Each case is evaluated for its societal impact and agenda-building effect. The result is used to assess the suitability of the Mobilization Model.

Chapters 9 and 10 argue for a revised agenda-building model. They examine the construction of agendas by investigative journalists and policy makers, and assess the role of societal interests.

Each chapter is accompanied by extensive notes. Following the reference section are two indices: a name index and a subject index. Detailed survey results are provided throughout the book in tabular form. A flow chart diagram illustrates a complex investigative reporting model in Chapter 10.

A methodological discussion of the research methods employed in the case studies is offered in Appendix 1.

The second appendix provides the "relevant" results of a national survey of over 900 investigative reporters and editors conducted in 1989. The results focus on recent trends in investigative reporting, including: the occurence of ethical problems, the involvement of government policy makers, motivations and rewards, the perceived opinions of the general public, and the news media's perceived commitment to investigative reporting. These data help provide a context for the theories about investigative reporting and public policy making that form the conclusion of the book.

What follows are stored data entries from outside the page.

Issue #4012, opened 2025-09-28
[SleepLog] Trigger returning undefined for prevStatus


RKBoss6:
### Affected hardware version

Bangle 1, Bangle 2

### Your firmware version

2v27

### The bug

I'm trying to create an app that needs the ability to see any sleep status changes, and there is a built in way to do this in `sleeplog` using triggers. However, with that implemented, and logging for it set up, it always returns undefined for the `prevStatus` object, which is quite frustrating for me. In the source code for sleeplog, I can see that it returns undefined if the status is the same as the last one, however, for me, the status changes but still returns undefined. Here's the code I use to set the trigger in a boot.js file, any help is appreciated!

Trigger code: 
```javascript
// first ensure that the sleeplog trigger object is available (sleeplog is enabled)
  if (typeof (global.sleeplog || {}).trigger === "object") {
    // then add your parameters with the function to call as object into the trigger object
    sleeplog.trigger["sleepsummary"] = {
      onChange: true,   // false as default, if true call fn only on a status change
      from: 0,           // 0 as default, in ms, first time fn will be called
      to: 24*60*60*1000, // 24h as default, in ms, last time fn will be called
        // reference time to from & to is rounded to full minutes
      fn: function(data, thisTriggerEntry) { 
      
       //Run code here

   logNow("checked, prev status: "+data.previousStatus+", current status: "+data.status+", promptLastShownDay: "+require("sleepsummary").getSummaryData().promptLastShownDay);
      
      let today = new Date().getDay();
      if(require("sleepsummary").getSummaryData().promptLastShownDay!=today){
        if (data.status==2&&(data.previousStatus==3||data.previousStatus==4)) {
          var settings=require("sleepsummary").getSettings();
  
          //woke up
          if(settings.showMessage) showSummary();
          logNow("shown")
          require("sleepsummary").recordData();
        }
        
      }
        
      
      
      } // function to be executed
    };
  }
``` 

### Installed apps

[...]

PR #4001, opened 2025-09-16
Create Sleep Summary Module

RKBoss6:
This creates a module that provides a sleep score out of 100 based on how good of a sleep you got at night. It also provides an app to view stats, and a good morning message when you wake up. It averages total sleep you get, and wake up times, and that is factored into the sleep score.

More documentation in README.md

This is still under testing... feel free to test as well from [my app loader](https://rkboss6.github.io/BangleApps/?id=sleepsummary)

PR #4023, opened 2025-10-07
[SleepLog] Fix important bugs with HRM being undefined

RKBoss6:
Fixed bugs relating to HRM data being incorrectly pulled in and comparing with undefined.
This comes from the discussion at #4010, and has been tested by me and @ondras12345

### DIFF
--- a/apps/sleeplog/boot.js
+++ b/apps/sleeplog/boot.js
@@ -161,17 +161,13 @@ if (global.sleeplog.conf.enabled) {
       // add preliminary status depending on charging and movement thresholds
       // 1 = not worn, 2 = awake, 3 = light sleep, 4 = deep sleep
       if(data.bpm){
-          if (!Bangle.isCharging()) {
-              if (data.bpm <= global.sleeplog.conf.hrmDeepTh) data.status = 4;
-              else if (data.bpm <= global.sleeplog.conf.hrmLightTh) data.status = 3;
-              else data.status = 2;
-          } else data.status = 1;
-      } else {
-          if (!Bangle.isCharging()) {
-              if (data.movement <= global.sleeplog.conf.deepTh) data.status = 4;
-              else if (data.movement <= global.sleeplog.conf.lightTh) data.status = 3;
-              else data.status = 2;
-          } else data.status = 1;
+        data.status = Bangle.isCharging() ? 1 :
+          data.bpm <= global.sleeplog.conf.hrmDeepTh ? 4 :
+          data.bpm <= global.sleeplog.conf.hrmLightTh ? 3 : 2;
+      }else{
+        data.status = Bangle.isCharging() ? 1 :
+          data.movement <= global.sleeplog.conf.deepTh ? 4 :
+          data.movement <= global.sleeplog.conf.lightTh ? 3 : 2;
       }
 
       // check if changing to deep sleep from non sleeping


apps/sleeplog/boot.js
```diff
@@ -151,38 +151,34 @@ if (global.sleeplog.conf.enabled) {
     // define health listener function
     // - called by event listener: "this"-reference points to global
     health: function(data) {
+      print("Health data acquired");
```
thyttan: I wonder if we should comment this out?

RKBoss6: ah yes, probably!

apps/sleeplog/boot.js
```diff
@@ -151,38 +151,34 @@ if (global.sleeplog.conf.enabled) {
...
       // check if global variable accessable
       if (!global.sleeplog) return new Error("sleeplog: Can't process health event, global object missing!");
-
+
```
thyttan: Please remove the added spaces here and on line 160.

apps/sleeplog/boot.js
RKBoss6: Although, for now, it might make sense to keep it in, just for testing in the long run
We can always remove in the next version, but for now, I would like to have it in, just to keep confirming it is working as expected

thyttan: OK - let's go with that :)

apps/sleeplog/boot.js
```diff
@@ -151,39 +151,29 @@ if (global.sleeplog.conf.enabled) {
...
-          data.movement <= global.sleeplog.conf.deepTh ? 4 :
-          data.movement <= global.sleeplog.conf.lightTh ? 3 : 2;
+      if(data.bpm){
+          if (!Bangle.isCharging()) {
+              if (data.bpm <= global.sleeplog.conf.hrmDeepTh) data.status = 4;
+              else if (data.bpm <= global.sleeplog.conf.hrmLightTh) data.status = 3;
+              else data.status = 2;
+          } else data.status = 1;
+      } else {
+          if (!Bangle.isCharging()) {
```
thyttan: Please don't change from the previous code style when using `movement` data in the `else`-statement (https://github.com/espruino/BangleApps/wiki/App-Contribution#for-modifications-to-existing-appsmodules). The original author for that code probably did it like that for brevity's sake.

Let's just focus on the hrm fixes for this PR - doing more changes makes it a bit harder for me to review 🙏

apps/sleeplog/boot.js
```diff
@@ -303,7 +293,7 @@ if (global.sleeplog.conf.enabled) {
               timestamp: new Date(data.timestamp),
               status: data.status,
               consecutive: data.consecutive,
-              prevStatus: data.status === this.status ? undefined : this.status,
+              prevStatus: this.status,
```
thyttan: Is this change needed? I wonder if it could have some unintended side effect?

apps/sleeplog/boot.js
```diff
@@ -151,39 +151,29 @@ if (global.sleeplog.conf.enabled) {
     // define health listener function
     // - called by event listener: "this"-reference points to global
     health: function(data) {
+      print("Sleep Log - Health Data Acquired");
       // check if global variable accessable
       if (!global.sleeplog) return new Error("sleeplog: Can't process health event, global object missing!");
-
       // check if movement is available
       if (!data.movement) return;
```
thyttan: Does this interfere if using `hrm` data?

apps/sleeplog/ChangeLog
```diff
@@ -18,3 +18,4 @@
 0.20: Increase default sleep thresholds, tweak settings to allow higher ones to be chosen
 0.21: Use HRM data is polling is enabled, and add appropriate thresholds in settings. Change settings to feel more intuitive, rather than copied settings in different pages.
 0.22: Fix bug with HRM threshold not updating
+0.23: Fix important bug with HRM data being undefined, fix bug with movement thresholds being compared against the HRM thresholds.
```
ondras12345: > fix bug with movement thresholds being compared against the HRM thresholds

What is this about? I don't see a corresponding change in the diff.

bobrippling:
Not for this PR, but would you find it useful to have typescript check this code, to stop similar errors in future? I wouldn't mind making the change if so

RKBoss6:
@bobrippling That would be good! Just a question: how does typescript checking differ from the checks that are already done?

bobrippling:
> @bobrippling That would be good! Just a question: how does typescript checking differ from the checks that are already done?

It'd be able to find typos such as `object.propertyy` that we might miss, or catch nulls and so on

apps/sleeplog/ChangeLog
RKBoss6: That was changed in version 0.22, but wasn't on the changelog, and with all the versions being released, I thought it would be good to stay as a record of what happened.

RKBoss6: I can change that to be in 0.22, which will be more accurate anyway

apps/sleeplog/boot.js
RKBoss6: It shouldn't, because movement data is always there.

apps/sleeplog/boot.js
RKBoss6: As I nested the 2 branches within the overarching if statement, it became very unreadable, and would have been much worse if I had gone with the code style, so I think we should keep it this way for now. I'm sorry about that, I'll note it for next time!

RKBoss6:
@ondras12345 Any updates from testing for you? For me it seems as though only deep sleep is being compared in consecutive sleep, and even when the light sleep Hrm threshold is 100, it does not register. Light sleep is still registered, but doesn't look like it is accurate. When the deep sleep threshold is 100 it works as expected and shows everything as sleep, as it should.

ondras12345:
Sorry for the late reply.

> For me it seems as though only deep sleep is being compared in consecutive sleep

That definitely isn't the case for me. E.g. today, it shows consecutive sleeping 9h 50min, true sleeping 9h 50min, deep sleep 5h 10min, light sleep 4h 40min. My HRM thresholds are 60 for deep sleep and 64 for light sleep.

RKBoss6:
@ondras12345  can you try something out? Try setting the light sleep threshold to 100. Theoretically, it should report that you sleep all the time, but when I try it does not register. Changing deep sleep as stated is what works for me. Test that out...

ondras12345:
You're right, it registers as awake when I set light sleep threshold to 100. Will experiment with this some more and let you know what I find.

ondras12345:
I think this behavior is by design:
https://github.com/RKBoss6/BangleApps/blob/06fc36115835384bb4ccd2ad964398e63197a5d4/apps/sleeplog/boot.js#L230-L234

Light sleep is corrected to awake if it did not start with a deep sleep.

RKBoss6:
Hmm, is that accurate though? From what I have researched, a daily sleep starts with light sleep, and then alternates between deep sleep and light sleep again. I'm tagging @storm64, the creator, to see what the decision behind this was.

storm64:
As the programming is some time ago I can't tell you what the decision process was, but I tried to document all behaviour and settings in the readme: [https://banglejs.com/apps/?id=sleeplog&readme](https://banglejs.com/apps/?id=sleeplog&readme)

ondras12345:
I think it is working well enough. We should probably get this PR through so that users who update don't get a completely broken app. A change to the light sleep behavior can be added later if deemed necessary.

RKBoss6:
True. I'll work on fixing checks so we can hopefully get this merged in.

apps/sleeplog/boot.js
RKBoss6: It doesn't seem to break anything for me, instead fixing the implementation of hooks into the system so far for other developers. If anyone has a problem, we can address this there, as this doesn't directly break anything I can see.

RKBoss6:
This looks good to go right now!

thyttan:
Two review comments waiting for answers in the files view :)

RKBoss6:
Should be resolved now

RKBoss6:
This is good to go, so if we can merge this in, that would be great for users to fix the currently broken app :)

bobrippling:
@thyttan I'll let you merge if you're happy, being the main reviewer here :)

thyttan:
I'll get back to this saturday I hope.

apps/sleeplog/boot.js
thyttan: I believe this is for #4001? Take it out of this PR and introduce it on that other PR please. 

I'm not comfortable making that change willy-nilly - the app is somewhat complex and some functionality could depend on the way that line is written. You may not be affected but others might. Why would it be written that way otherwise I wonder? 

Ideally we search through the code to try and figure that out before changing it - and let's do that on #4001.

apps/sleeplog/boot.js
thyttan: I will open a PR to your fork to get this to where I'm ok with merging.

Please don't mark comment as resolved if it isn't obvious we are on the same page with how to move forward 🙏

apps/sleeplog/boot.js
thyttan: Ok, I won't force a change here on this PR - it's not what it set out to address anyway. But it feels wrong to have that `return` trigger if the user chose hrm mode and that was available but movement wasn't for some reason.

apps/sleeplog/boot.js
RKBoss6: Alright, sorry about that!

apps/sleeplog/settings.js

The Journalism of Outrage has the potential to appeal to students, practitioners, and consumers of investigative journalism alike. The introductory and concluding chapters are informative and accessible to the lay reader, while the intermediate chapters provide investigative reports that are interesting in their own right, with the added insight of an insider. This highly readable book has something to offer anyone with a strong interest in modern investigative journalism.